Motivation and Problem Statement 

 Statistical methods are widely used in many studies to explain relationships between variables. The variable to be explained is referred to as the target variable, response, or dependent variable. The variables whose influence is being examined are referred to as predictors or regressors. The functional relationship between the target variable and the regressors is usually assumed to be linear. Goals of regression analysis may include demonstrating a known relationship, estimating the parameters of a known functional relationship, identifying a functional relationship, or forecasting future values of the dependent variable given specific values of the predictors. Changes in the predictors lead to different outcomes regarding the aforementioned objectives.
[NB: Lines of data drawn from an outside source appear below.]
PR #1648, opened 2021-12-28
Microsoft Azure fixes

francescolavra:
The first commit adds a schedule_timer_service() call to the VMbus interrupt handler, which fixes an issue causing sporadic failures in IP address assignment on Azure instances.
The second commit modifies the net/direct.c code to ensure that the data structures for handling a network connection are not accessed after the connection has been closed; this fixes a crash occurring on Azure instances when the cloud_init klib reports the instance status to the wire server.

### DIFF
--- a/klib/cloud_init.c
+++ b/klib/cloud_init.c
@@ -200,7 +200,7 @@ closure_function(5, 1, void, cloud_download_save,
     apply(sh, s);
 }
 
-closure_function(7, 1, status, cloud_download_recv,
+closure_function(7, 1, boolean, cloud_download_recv,
                  cloud_download_cfg, cfg, buffer_handler, out, value_handler, vh, bytes, content_len, bytes, received, status_handler, sh, merge, m,
                  buffer, data)
 {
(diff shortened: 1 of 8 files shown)


klib/cloud_init.c
```diff
@@ -269,21 +271,21 @@ closure_function(7, 1, status, cloud_download_recv,
...
 
-closure_function(1, 1, buffer_handler, cloud_download_ch,
+closure_function(1, 1, input_buffer_handler, cloud_download_ch,
                  cloud_download_cfg, cfg,
                  buffer_handler, out)
 {
     cloud_download_cfg cfg = bound(cfg);
     status_handler sh = (status_handler)&cfg->complete;
-    buffer_handler in = 0;
+    input_buffer_handler in = 0;
```
sanderssj, line 288: Should this actually be initialized to INVALID_ADDRESS as in cloud_azure.c? If there is a connection established but some other condition (in this particular case I think it would be transmit failure on output buffer handler) causes it to skip initialization of 'in', which would return 0, which is not checked in direct_receive_service, and perhaps could lead to trying to apply a null pointer if there were something in the receive queue. Maybe something about this particular case could prevent that from happening, but seems like INVALID_ADDRESS is the safer initialized value? Also, same question in a one other place.

klib/radar.c
```diff
@@ -164,15 +165,15 @@ closure_function(2, 1, status, telemetry_recv,
...
 }
 
-closure_function(3, 1, buffer_handler, telemetry_ch,
+closure_function(3, 1, input_buffer_handler, telemetry_ch,
                  const char *, url, buffer, data, value_handler, vh,
                  buffer_handler, out)
 {
     buffer data = bound(data);
-    buffer_handler in = 0;
+    input_buffer_handler in = 0;
```
sanderssj, line 176: Same question as above.

sanderssj (commented):
LGTM aside from the one question

klib/cloud_init.c
francescolavra: Yes, I agree, INVALID_ADDRESS is a safer initialization value. I fixed that, both here and in klib/radar.c

wjhun (approved):
LGTM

In several applications, the predictors change in measurements or over time, and the impact on parameter estimation needs to be investigated. An example is the classification model used to calculate the so-called ‘diagnosis-related’ morbidity change rate of statutory health insurances. 2.2 Problem Statement 2.2.1 The Empirical Problem This subsection primarily introduces the empirical problem of prevalence change. The calculation of the diagnosis-related morbidity change rate of statutory health insurances is carried out through the steps outlined in Figure 2.2.1. The focus of this figure is on determining the so-called cost weights per risk class through several preliminary and a final regression calculation. As mentioned in the introduction, each involves multiple linear regressions with dichotomous independent variables without an intercept, where the independent variables reflect the 0/1 age/gender categories and the risk categories. The problem of prevalence changes arises from physicians documenting diseases among the insured individuals, where there are different developments from year to year or even in different regions (federal states). Through the documentation of diseases, the columns of the regressor matrix X change from year to year as the prevalences of the considered diagnoses change.